Goodbye Wall Street, hello Omaha

Kiplinger's Personal Finance Magazine, Oct, 1998 by Steven T. Goldberg

Ron sundermann is taking his shower, CNBC blaring so he can listen to market chatter. "The guy on the TV says the only stock he likes right now is Archer Daniels Midland. We have an ADM factory right here in Cedar Rapids, and the Andreas boys [the chairman and president of the firm] grew up near here. So I literally jump out of the shower and, dripping wet, run to the computer, fire it up and buy shares from my Internet broker."

He isn't buying for the long haul. Sundermann has noticed that stocks tend to spike after favorable mentions on CNBC or in other financial media. After a bit, enthusiasm usually wanes and the stock drifts down. So Sundermann puts a tight stop-loss under his ADM shares, which will trigger their sale if the price drops to a certain point. As the price rises, he moves the stop-loss up. Sure enough, he sells his ADM shares a few days later, netting about $3 per share.

Sundermann, an Iowa insurance agent, is a foot soldier in a revolution that is profoundly altering the investment landscape. To Sundermann and his fellow rebels, Wall Street and its legions of analysts and brokers are largely irrelevant. Emboldened by online investment newsgroups, investors are abandoning full-service stockbrokers and mutual funds--or are using them less--in favor of buying and selling stocks on the Internet. Instead of paying $100, $200 or more in commissions, they're executing trades for $12, $7.95 and even $5.

The brokerages of the Internet Age are more likely to be headquartered in Omaha or Austin than in lower Manhattan. Thanks to fierce competition among scores of online brokers, many commissions are less than half what they were just a year ago. Abandoning full-service brokers means picking your own stocks. It's no accident that the growth of online trading has coincided with an enormous increase in the quality and quantity of investment information on the Internet.

Until 1993 the Internet was a mystery even to most personal-computer owners. The first Internet trading didn't occur until mid 1994. Last year, according to Piper Jaffray electronic-commerce analyst Timothy Klein, 17% of all trades by individual investors took place online; this year, he says, almost one-third will. Klein projects that revenues from online trading will balloon at a 50% annual rate, to $2.2 billion by 2001. Already, some online brokerages are among the few Internet ventures actually turning profits.

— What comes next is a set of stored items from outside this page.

PR #7738, opened 2020-01-31
moves the magic mirror/some wizards a bit, removes some loot from the academy leader or whatever room and gives wizards boss level sentience

SomeguyManperson:
:cl:  
tweak: Magic mirror is now inside the bathroom instead of the room-that's-supposed-to-spawn-a-ghost-role-but-doesn't
tweak: mirror in the room-that's-supposed-to-spawn-a-ghost-role-but-doesn't is a normal mirror
tweak: moved colburn out of a room that's completely useless and never used to the hallway near the bathrooms
tweak: moves bowl into the bathroom from the room that's completely useless and never used
tweak: removes stupid shit from the room-that's-supposed-to-spawn-a-ghost-role-but-doesn't since it's a fireball staff and antimagic suit which is dumb to get without even fighting a single wizard
tweak: wizards now have boss level sentience and therefore can't be yeeted as easily
/:cl:


deathslayer2481:
This doesn’t fix the fact they aint atmosproof

Jarod1200:
Making them atmos proof was a different pr

alexkar598 (changes requested):
Undocumented mapping changes

SomeguyManperson:
Fixed

PR #7753, opened 2020-02-04
Increase minimum pop for blob

JamieD1:
On low pop rounds its a landslide and unfair to the crew.

:cl:  JamieD12
tweak: Changed blob from 20 to 25 players
/:cl:

### DIFF
--- a/code/modules/events/blob.dm
+++ b/code/modules/events/blob.dm
@@ -4,7 +4,7 @@
 	weight = 10
 	max_occurrences = 1
 
-	min_players = 30
+	min_players = 25
 
 	gamemode_blacklist = list("blob") //Just in case a blob survives that long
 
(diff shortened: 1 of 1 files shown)


boodaliboo:
Can you change the Pr name to reflect what this actually does

code/modules/events/blob.dm
```diff
@@ -4,7 +4,7 @@
 	weight = 10
 	max_occurrences = 1
 
-	min_players = 20
+	min_players = 30
```
Readystorm546: I would  not do a drastic change to 30. How about 25 instead

JamieD1: We could try 25 and see how it goes

boodaliboo: please reflect that you changed it to 25 in the descrption

boodaliboo: please reflect that you changed it to 25 in the descrption

PR #7754, opened 2020-02-04
add protect/maroon as obsessed endgame objective

SomeguyManperson:
Protect/maroon is more likely to result in an interesting scenario than a straight murder objective, which has an incredibly high chance to result in someone chasing someone else around for 5 minutes then pulling the old kill and cremate.

#### Changelog

:cl:  
rscadd: Obsessed now has a chance to have a protect/maroon objective instead of a kill objective
/:cl:


alexkar598 (changes requested):
Didn't call update explanation text for the protecc objective

SomeguyManperson:
fixed

PR #7756, opened 2020-02-04
fix to make badblink not jettison people straight out of cloners making them immune to air, heart, and liver damage but also completely incapable of communication

SomeguyManperson:
:cl:  
bugfix: you will no longer get yeeted out of a cloning pod early by the spatial instability mutation 
/:cl:

### DIFF
--- a/code/datums/mutations/body.dm
+++ b/code/datums/mutations/body.dm
@@ -285,7 +285,7 @@
 	var/warpchance = 0
 
 /datum/mutation/human/badblink/on_life()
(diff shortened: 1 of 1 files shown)


alexkar598 (changes requested):
Make it not work in containers Instead, i can think of a few cases like space pods and mechs where you dont want people exiting

SomeguyManperson:
travis fail isn't my fault :crab:

alexkar598 (changes requested):
Do the prob check before the isturf check as prob is less expensive

PR #8178, opened 2020-04-14
Modifies homophobic code / entries before the github police gets here

Hopekz:


azzzertyy:
how are rainbow shoes homophobic when its literally the gay flag

nesisknesis:
🏳️‍🌈

Hopekz:
> how are rainbow shoes homophobic when its literally the gay flag

I don't think its bad here but TG literally got taken down for a similar reason.

I just don't want this place to be taken down over having the word "gay" in the wrong place according to what github deems acceptable.

I'm fine with removing the possibility of this happening and losing "gay" being used the right way on these clown shoes.

Alexandria404:
When github is so idiotic and vague about what is an issue and what is not.
This becomes the response.
Dark times.

athena413:
good

PR #8180, opened 2020-04-15
Readds the Gang Implant Breaker.

Xoxeyos:
Re-adds the Gang implant breaker. It also increases the points needed to 26.

🆑
rscadd: Readds the gang implant breaker.
/🆑


Hopekz:
The implant breaker being gone adds more fun elements to the game mode than before.

I really like that now we end up with fewer situations where the whole crew becomes converted into gangs and actually removing people from the equation instead of putting them all into 1 gang is a positive from what I've seen since this got merged.

In my opinion:
Less is better in this case.

athena413:
nah

PR #8203, opened 2020-04-17
Adds hierophant antenna traitor item

Takahiru:
Adds a 14 TC hierophant antenna traitor item, allows traitor shaft miners to use the hierophant club on the station.


Takahiru:
oh no what is merge conflict

Alexandria404:
very nice

code/modules/mining/lavaland/necropolis_chests.dm
```diff
@@ -1372,8 +1372,25 @@
...
+
+/obj/item/hierophant_club/attackby(obj/item/I, mob/user)
+	if(istype(I, /obj/item/hierophant_antenna) && z_level_check == TRUE)
+		z_level_check = FALSE
+		desc += " It has an ominous antenna attached."
+		qdel(I)
+	else
+		if(istype(I, /obj/item/hierophant_antenna) && z_level_check == FALSE)
+			to_chat(user, "<span class='warning'>The herald's power already reaches this club!</span>")
+
```
alexkar598:
```suggestion
/obj/item/hierophant_club/attackby(obj/item/I, mob/user)
	if(istype(I, /obj/item/hierophant_antenna))
		if(z_level_check)
			z_level_check = FALSE
			desc += " It has an ominous antenna attached."
			qdel(I)
		else
			to_chat(user, "<span class='warning'>The herald's power already reaches this club!</span>")
		return TRUE
	else
		return ..()

```

alexkar598 (changes requested):

code/modules/mining/lavaland/necropolis_chests.dm
alexkar598: That brings slightly cleaner code and proper parent calling

PR #8211, opened 2020-04-18
Synthflesh only works on corpses

Hopekz:
Synthflesh right now works like a ranged pre-nerf legion cores except you can make infinite amounts of them and load them with beakers to splash people.

This at the moment functions like an instant aheal.

Synthflesh's purpose is to fix dead bodies to be able to do other things to them with other chems.

With this change, other chems have a chance to be useful instead of just using synthflesh in healing.

#### Changelog

:cl:  
tweak: Snythflesh now only works on corpses per its original intent instead of being a ranged instant heal.
/:cl:

### DIFF
--- a/code/modules/reagents/chemistry/reagents/medicine_reagents.dm
+++ b/code/modules/reagents/chemistry/reagents/medicine_reagents.dm
@@ -389,9 +389,7 @@
 	color = "#FFEBEB"
 
 /datum/reagent/medicine/synthflesh/reaction_mob(mob/living/M, method=TOUCH, reac_volume,show_message = 1)
-	if(iscarbon(M))
-		if (M.stat == DEAD)
-			show_message = 0
+	if(iscarbon(M) && M.stat == DEAD)
 		if(method in list(PATCH, TOUCH))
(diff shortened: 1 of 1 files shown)


Jarod1200:
So if sythflesh was meant to be used on dead corpses why can I buy it in advanced medkits in medbay?

Hopekz:
> So if sythflesh was meant to be used on dead corpses why can I buy it in advanced medkits in medbay?

This is a balance change meaning it wasn't originally month this way but it's modified this way to make the game more fair to everyone involved

Marmio64:
or just make it so synthflesh is way less effective on the living.

Mqiib:
Muh powergaming though

BOBsHERE:
I think a better test merge would be reducing the healing of synthflesh on living bodies first, and if that still feels overpowered then remove it.

alexkar598 (approved):

alexkar598:
Not a fan of this solution, synthflesh is meant to be a potent heal and I dont mind the strong healing abilities of chem, it's the offensive abilities I dont like. Strong heals fits the support role of chem well

PR #8214, opened 2020-04-18
Removes the reinforced chromazone from the game

Hopekz:
Really experienced gene mains are telling me this is the only real OP part of Gene that is abused.

"90% of people dont know how to remove reinforced genes causing a select few to be able to abuse them. if genetics console is destroyed it becomes unremovable. mutadone does not cure a reinforced gene" - puremanbird (one of those gene mains)

#### Changelog
:cl:  Hopek
rscdel: Sent reinforced chromazone to the shadow realm
/:cl:

### DIFF
--- a/code/game/objects/items/chromosome.dm
+++ b/code/game/objects/items/chromosome.dm
@@ -75,18 +75,3 @@
 	desc = "A chromosome that reduces cooldown on action based mutations by 50%."
 	icon_state = "energy"
 	energy_coeff = 0.5
-
-/obj/item/chromosome/reinforcer
-	name = "reinforcement chromosome"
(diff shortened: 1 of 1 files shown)


MayhemSailor:
Chem and Genetics are frequently manned by validhunters. ¯\_(ツ)_/¯

boodaliboo:
maybe make it as rare as the one that makes it more stable

alexkar598 (approved):

alexkar598:
I haven't it seen be an actual issue, lasers can easily take down a hulk, if anything, this chromosome forces sec to crit the bad person instead of simply revoking his powers, causing the geneticist to have a harder time fighting back.

PR #8226, opened 2020-04-18
Military is no longer a gender

yacabo:
Currently whenever VOX is pulled up a prompt asks the user which gender VOX they want: male, female, or military. Since this is an issue I thought I might as well give them actual names instead of making this only get weirder if even more voices get added.

NAME CHANGES:

**male** is now **Victor**
**female** is now **Verity**
**military** is now **Oscar**

The previous name will remain in parenthesizes for the time being and I'll eventually remove them entirely so that people aren't confused.

For an explanation of the names, Verity and Victor are both names of AI cockpit assistants you choose for your ship in _Elite Dangerous_, Verity being the default and once only assistant, Victor becoming the first free one added, while Oscar is the letter "O" in the NATO alphabet and sounded more fitting than Mike.

I'm not too attached to the names (minus Oscar) so feel free to suggest better ones if you want to.

:cl:  
tweak: VOX voices now have names. Male is Victor, Female is Verity, Military is Oscar
/:cl:

### DIFF
--- a/code/modules/mob/living/silicon/ai/say.dm
+++ b/code/modules/mob/living/silicon/ai/say.dm
@@ -100,7 +100,7 @@
 
 	last_announcement = message
 
-	var/voxType = input(src, "Male, female, or military VOX?", "VOX-gender") in list("male", "female", "military") //yogs - male vox
+	var/voxType = input(src, "Which voice?", "VOX") in list("Victor", "Verity", "Oscar") //Victor is vox_sounds_male, Verity is vox_sounds, Oscar is vox_sounds_military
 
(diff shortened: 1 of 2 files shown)


alexkar598 (changes requested):
Either make it Name (Gender) or leave it as is and call it a voice type. This might be confusing for people using the VOX for the first time/dont track the github

yacabo:
Done, however we should at some point in the future change it to just the names or this PR is pointless

Hopekz (approved):
Verified you implemented Alex's suggestion.
I feel confident in merging this.

PR #8229, opened 2020-04-19
Centers all of Yogstation

Hopekz:
All of Yogstation was off-center by close to 40 tiles!!
We're all playing in an off-center world!

beforecenter
beforecenter 2

#### Changelog

:cl:  
tweak: Recentered the entirety of Yogstation as it was off by close to 40 tiles!!
/:cl:


monster860:
yes but this uncenters the bridge?

Hopekz:
> yes but this uncenters the bridge?

What does this have to do with anything?
The Center of something in a confined space is amount of tiles from each edge furthest to be as close to equal.

ThatLing:
But why?

Hopekz:
> But why?

Because an off-center map is the first step to anarchy.

Also; it is noticeable in-game on how short the travel distance is to the edge before deep space. 
Just take a look at how much smaller the box is on the right side compared to the left! 40 tiles is a big deal IMO

image

Hopekz:
I don't think this type of correction PR is possible on our server because our HC's maintainers are too slow to implement before merge conflicts.

I had 18 and even after I'm not 100% sure if the resolved code is in the right place because the whole station moved.

This PR would have to be recreated when both are more active in the future to prevent merge conflicts for others as well.

ThatLing:
Why can't you just coordinate with the HCs?

Hopekz:
> Why can't you just coordinate with the HCs?

It is partially my fault because a PR like this needs to be created when no other mapping PRs are open or else every single person is going to get a merge conflict.

In the future I will coordinate but I will wait until all mapping PRs are a resolved to make this easier.

PR #8240, opened 2020-04-20
[admin] quick Mulligan in the equipment screen

Hopekz:
image

The new "a Mulligan" option to quickly spawn yourself or others in as a randomized individual.

I have thought of needing an easy tool like this for a while so we can spawn as a generic centcom individual, quickly bus someone in as a random character instead of their IC etc.

#### Changelog

:cl:  Hopek
rscadd: Added the ability to quickly spawn as a randomized character via the "Select Equipment" right-click menu.
/:cl:

### DIFF
--- a/code/datums/outfit.dm
+++ b/code/datums/outfit.dm
@@ -239,3 +239,12 @@
 			implants += imptype
 	accessory = text2path(outfit_data["accessory"])
 	return TRUE
+
+
+/datum/outfit/mulligan
+	name = "a Mulligan"
+
+/datum/outfit/mulligan/post_equip(mob/living/carbon/human/H, visualsOnly = FALSE)
+	..()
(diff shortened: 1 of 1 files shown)


code/datums/outfit.dm
```diff
@@ -238,4 +238,13 @@
 		if(imptype)
 			implants += imptype
 	accessory = text2path(outfit_data["accessory"])
-	return TRUE
\ No newline at end of file
+	return TRUE
+
+
+/datum/outfit/mulligan
+	name = "a Mulligan"
```
alexkar598: name it "a Mulligan (Naked)" instead, admins dont have the highest IQ when it comes to using admin tools

alexkar598 (changes requested):

Hopekz:
Modified Alex's changes.
Looks good to go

Dirt-cheap commissions save many investors money and allow some to execute strategies that were once impossible. Sundermann's ADM profit would have vanished under full-service commissions. Instead, his successful trade encouraged him to try it again. Over the past several months, he has quickly bought and sold Texas Utilities, American Express, Southland, GKN Sinter Metals and Sterling Commerce, to name just a few. He figures his annualized gain is 64%. Most of Sundermann's portfolio resides in mutual funds and buy-and-hold stocks. But he's done much better, at least so far, with what he calls his "play money."

NO MORE `LITTLE INVESTORS'

The Internet is leveling the playing field in more ways than one. Not only can individuals make trades at the same price as institutional traders, they can also mine much of the lode of investment information that until now was the sole province of the big boys. The result is a sort of democratization of investing--at least for those who have the savvy and time to find the nuggets amid the vast quantifies of information (and misinformation) on the Internet.

Let's research stocks: Head to your computer and screen stocks for any of a variety of criteria (such as low price-earnings or price-sales ratios, or rapid earnings growth) by going to, say, www.marketguide.com and downloading StockQuest. Or if you prefer to start with experts' picks, visit www.lehman.com and find out what stocks full-service broker Lehman Brothers is recommending to its clients. Once you narrow your search to a couple of stocks, trek to www.yahoo.com or any of a number of other sites for the latest news about them. There, you can examine the companies' fundamentals, study their income statements and balance sheets, and look at charts showing their stocks' past performance.

Next, visit www.zacks.com to obtain brokerage analysts' consensus earnings estimates and to find out whether analysts recommend the stocks. Complete Securities and Exchange Commission filings on every U.S. public company are at www.sec.gov. Moreover, this entire research process can be done any time of the day or night, wherever you have a computer--and none of it costs a nickel. (For a list of some of the better Internet investing sites, see "Where to Mine the Data," on page 87.) And you can keep track of your portfolio for free through personal-finance sites such as www.kiplinger.com.

Because online brokerages want to keep you at their Web site, in the hope that you'll place a trade with them, many offer these tools and information themselves. Some online brokers also offer free company reports by Argus, Hoover's and Standard & Poor's--information that might cost money elsewhere on the Web.